WORK TASK:
Scan the entries for the word "actually", and copy every line where it appears.
----
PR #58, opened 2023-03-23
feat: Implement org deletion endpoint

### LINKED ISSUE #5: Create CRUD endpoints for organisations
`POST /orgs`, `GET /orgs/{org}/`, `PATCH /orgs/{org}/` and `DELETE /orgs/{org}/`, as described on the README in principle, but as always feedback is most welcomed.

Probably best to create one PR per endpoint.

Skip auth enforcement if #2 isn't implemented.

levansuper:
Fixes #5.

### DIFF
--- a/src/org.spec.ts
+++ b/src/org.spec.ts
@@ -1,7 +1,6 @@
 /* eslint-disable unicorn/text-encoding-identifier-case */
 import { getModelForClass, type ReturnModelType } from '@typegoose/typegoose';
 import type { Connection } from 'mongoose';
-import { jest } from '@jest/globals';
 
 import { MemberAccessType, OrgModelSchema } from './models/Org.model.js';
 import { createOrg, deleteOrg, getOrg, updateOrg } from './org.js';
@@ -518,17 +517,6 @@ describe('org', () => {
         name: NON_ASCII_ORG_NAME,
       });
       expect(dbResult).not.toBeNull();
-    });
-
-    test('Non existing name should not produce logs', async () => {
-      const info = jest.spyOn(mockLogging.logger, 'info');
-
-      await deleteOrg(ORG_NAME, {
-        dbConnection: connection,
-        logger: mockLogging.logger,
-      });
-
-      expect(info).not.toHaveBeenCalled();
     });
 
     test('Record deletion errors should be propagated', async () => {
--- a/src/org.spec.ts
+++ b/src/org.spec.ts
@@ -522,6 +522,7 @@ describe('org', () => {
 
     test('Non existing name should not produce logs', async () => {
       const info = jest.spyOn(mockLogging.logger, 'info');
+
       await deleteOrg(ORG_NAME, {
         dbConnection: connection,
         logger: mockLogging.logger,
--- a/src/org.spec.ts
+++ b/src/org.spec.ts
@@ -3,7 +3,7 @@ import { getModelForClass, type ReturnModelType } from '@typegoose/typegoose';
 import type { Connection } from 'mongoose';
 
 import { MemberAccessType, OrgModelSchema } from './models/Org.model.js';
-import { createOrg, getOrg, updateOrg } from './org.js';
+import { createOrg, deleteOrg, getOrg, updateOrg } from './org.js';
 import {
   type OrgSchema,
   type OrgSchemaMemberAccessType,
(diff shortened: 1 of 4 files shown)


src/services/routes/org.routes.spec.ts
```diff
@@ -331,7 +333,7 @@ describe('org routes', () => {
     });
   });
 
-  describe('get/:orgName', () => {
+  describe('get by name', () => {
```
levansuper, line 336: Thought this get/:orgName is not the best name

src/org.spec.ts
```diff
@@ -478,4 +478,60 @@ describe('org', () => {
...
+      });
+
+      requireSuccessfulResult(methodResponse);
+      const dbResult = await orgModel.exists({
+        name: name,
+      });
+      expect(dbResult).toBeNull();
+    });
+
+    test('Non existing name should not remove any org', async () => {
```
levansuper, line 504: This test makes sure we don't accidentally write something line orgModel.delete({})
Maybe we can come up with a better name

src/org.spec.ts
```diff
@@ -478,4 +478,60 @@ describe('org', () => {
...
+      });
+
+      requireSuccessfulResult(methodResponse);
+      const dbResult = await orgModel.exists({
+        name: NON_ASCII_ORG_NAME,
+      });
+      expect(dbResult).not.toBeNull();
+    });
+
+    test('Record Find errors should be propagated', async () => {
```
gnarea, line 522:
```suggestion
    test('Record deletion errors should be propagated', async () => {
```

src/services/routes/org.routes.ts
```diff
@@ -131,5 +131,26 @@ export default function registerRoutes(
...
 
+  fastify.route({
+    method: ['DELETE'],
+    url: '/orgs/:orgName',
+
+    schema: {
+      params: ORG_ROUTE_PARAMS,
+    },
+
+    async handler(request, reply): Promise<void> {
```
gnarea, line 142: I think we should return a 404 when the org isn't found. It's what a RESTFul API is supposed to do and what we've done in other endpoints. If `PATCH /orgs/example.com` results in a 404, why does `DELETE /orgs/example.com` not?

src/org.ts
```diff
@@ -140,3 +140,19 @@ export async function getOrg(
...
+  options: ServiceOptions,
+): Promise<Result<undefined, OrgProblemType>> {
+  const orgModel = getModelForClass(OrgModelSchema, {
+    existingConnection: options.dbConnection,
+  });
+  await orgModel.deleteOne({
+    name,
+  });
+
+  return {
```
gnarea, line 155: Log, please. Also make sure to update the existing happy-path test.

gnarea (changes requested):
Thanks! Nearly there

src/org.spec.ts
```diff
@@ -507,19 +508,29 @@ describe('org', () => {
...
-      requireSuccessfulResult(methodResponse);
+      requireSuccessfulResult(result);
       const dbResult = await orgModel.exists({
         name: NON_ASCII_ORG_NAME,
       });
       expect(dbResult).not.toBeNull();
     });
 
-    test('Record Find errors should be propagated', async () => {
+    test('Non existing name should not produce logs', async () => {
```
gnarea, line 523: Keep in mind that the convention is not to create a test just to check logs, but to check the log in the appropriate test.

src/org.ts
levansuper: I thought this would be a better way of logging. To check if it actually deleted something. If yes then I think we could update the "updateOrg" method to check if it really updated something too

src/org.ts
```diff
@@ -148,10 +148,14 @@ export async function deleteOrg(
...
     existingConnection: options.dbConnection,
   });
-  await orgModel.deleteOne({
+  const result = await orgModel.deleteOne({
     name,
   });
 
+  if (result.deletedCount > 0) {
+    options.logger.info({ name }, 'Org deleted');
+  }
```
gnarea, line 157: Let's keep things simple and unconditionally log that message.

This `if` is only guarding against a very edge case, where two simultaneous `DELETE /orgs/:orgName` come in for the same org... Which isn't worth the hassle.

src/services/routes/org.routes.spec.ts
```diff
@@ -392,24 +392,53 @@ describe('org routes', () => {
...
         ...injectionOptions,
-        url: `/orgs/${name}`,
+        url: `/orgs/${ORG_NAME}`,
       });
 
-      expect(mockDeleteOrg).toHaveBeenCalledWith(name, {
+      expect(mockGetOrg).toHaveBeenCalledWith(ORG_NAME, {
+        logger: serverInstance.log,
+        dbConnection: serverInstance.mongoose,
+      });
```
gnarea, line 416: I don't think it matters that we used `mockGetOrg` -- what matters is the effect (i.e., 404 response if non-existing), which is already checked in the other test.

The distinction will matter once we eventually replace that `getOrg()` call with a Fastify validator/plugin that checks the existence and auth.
----
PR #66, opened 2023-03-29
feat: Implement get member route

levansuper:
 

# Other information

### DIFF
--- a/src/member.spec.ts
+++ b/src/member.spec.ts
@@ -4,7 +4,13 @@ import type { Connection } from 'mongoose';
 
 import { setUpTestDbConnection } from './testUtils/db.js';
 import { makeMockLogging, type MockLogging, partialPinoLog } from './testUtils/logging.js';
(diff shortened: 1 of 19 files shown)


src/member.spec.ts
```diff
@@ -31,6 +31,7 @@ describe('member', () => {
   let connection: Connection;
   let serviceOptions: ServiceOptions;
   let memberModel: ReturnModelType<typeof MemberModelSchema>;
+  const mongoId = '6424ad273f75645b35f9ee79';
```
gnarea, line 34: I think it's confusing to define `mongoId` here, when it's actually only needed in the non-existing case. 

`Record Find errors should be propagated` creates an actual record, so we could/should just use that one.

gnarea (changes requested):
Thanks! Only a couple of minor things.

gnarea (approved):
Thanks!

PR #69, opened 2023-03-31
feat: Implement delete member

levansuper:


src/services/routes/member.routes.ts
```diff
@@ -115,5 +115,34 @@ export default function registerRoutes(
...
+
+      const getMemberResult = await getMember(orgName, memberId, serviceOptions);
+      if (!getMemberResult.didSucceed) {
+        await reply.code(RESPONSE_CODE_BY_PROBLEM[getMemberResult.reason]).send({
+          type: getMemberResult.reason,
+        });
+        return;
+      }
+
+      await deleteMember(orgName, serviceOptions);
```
----
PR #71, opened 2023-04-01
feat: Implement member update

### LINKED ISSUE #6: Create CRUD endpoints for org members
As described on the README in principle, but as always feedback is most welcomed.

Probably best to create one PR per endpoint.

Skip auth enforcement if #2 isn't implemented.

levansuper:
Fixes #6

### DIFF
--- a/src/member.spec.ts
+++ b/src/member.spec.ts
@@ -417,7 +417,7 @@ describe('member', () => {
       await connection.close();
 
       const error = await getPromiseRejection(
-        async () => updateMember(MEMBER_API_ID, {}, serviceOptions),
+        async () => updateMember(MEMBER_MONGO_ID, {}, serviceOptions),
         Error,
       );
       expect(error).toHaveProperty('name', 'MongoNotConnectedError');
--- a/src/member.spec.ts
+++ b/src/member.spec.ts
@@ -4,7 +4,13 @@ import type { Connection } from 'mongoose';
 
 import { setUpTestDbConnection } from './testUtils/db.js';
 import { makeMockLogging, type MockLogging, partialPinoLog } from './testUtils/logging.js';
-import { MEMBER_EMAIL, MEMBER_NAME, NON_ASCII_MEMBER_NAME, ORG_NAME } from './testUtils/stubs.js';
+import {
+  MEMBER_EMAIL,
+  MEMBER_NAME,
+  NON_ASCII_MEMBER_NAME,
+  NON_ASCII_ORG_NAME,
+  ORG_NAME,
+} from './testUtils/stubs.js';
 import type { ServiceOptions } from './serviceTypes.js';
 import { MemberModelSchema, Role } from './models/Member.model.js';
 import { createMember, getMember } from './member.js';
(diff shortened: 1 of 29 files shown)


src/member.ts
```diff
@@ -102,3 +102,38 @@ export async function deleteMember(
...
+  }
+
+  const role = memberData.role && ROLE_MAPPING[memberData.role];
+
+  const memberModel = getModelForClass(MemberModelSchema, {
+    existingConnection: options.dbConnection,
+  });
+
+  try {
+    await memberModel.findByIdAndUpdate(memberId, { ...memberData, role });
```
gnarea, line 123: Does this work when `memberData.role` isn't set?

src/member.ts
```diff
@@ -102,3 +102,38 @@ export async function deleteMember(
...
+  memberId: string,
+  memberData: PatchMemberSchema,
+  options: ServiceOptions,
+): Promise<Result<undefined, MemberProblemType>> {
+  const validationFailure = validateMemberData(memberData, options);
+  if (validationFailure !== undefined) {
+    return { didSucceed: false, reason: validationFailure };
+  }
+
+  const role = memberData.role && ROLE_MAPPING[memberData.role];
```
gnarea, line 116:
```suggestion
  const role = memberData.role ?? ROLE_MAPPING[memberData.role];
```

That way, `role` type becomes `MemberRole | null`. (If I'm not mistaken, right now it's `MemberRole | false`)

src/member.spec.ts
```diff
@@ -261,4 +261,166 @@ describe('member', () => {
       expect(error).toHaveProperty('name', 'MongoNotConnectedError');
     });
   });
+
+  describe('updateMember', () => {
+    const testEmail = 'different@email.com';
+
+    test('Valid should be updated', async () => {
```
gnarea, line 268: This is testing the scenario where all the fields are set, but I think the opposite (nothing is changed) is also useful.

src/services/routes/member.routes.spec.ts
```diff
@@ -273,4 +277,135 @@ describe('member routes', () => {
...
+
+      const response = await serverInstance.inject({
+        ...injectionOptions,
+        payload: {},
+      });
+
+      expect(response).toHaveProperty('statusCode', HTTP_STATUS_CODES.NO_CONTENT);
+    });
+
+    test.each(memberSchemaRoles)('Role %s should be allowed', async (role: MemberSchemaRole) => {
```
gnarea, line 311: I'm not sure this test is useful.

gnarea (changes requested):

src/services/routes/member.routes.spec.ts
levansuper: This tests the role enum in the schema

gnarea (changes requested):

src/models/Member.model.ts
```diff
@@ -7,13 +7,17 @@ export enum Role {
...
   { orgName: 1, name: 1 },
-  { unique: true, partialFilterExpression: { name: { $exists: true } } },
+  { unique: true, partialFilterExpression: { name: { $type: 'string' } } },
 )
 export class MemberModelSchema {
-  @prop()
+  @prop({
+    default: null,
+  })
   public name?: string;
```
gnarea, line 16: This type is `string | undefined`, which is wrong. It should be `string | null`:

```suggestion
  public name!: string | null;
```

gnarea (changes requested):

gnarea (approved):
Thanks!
----
REPLY TO THE TASK:
levansuper: I thought this would be a better way of logging. To check if it actually deleted something. If yes then I think we could update the "updateOrg" method to check if it really updated something too
gnarea, line 34: I think it's confusing to define `mongoId` here, when it's actually only needed in the non-existing case. 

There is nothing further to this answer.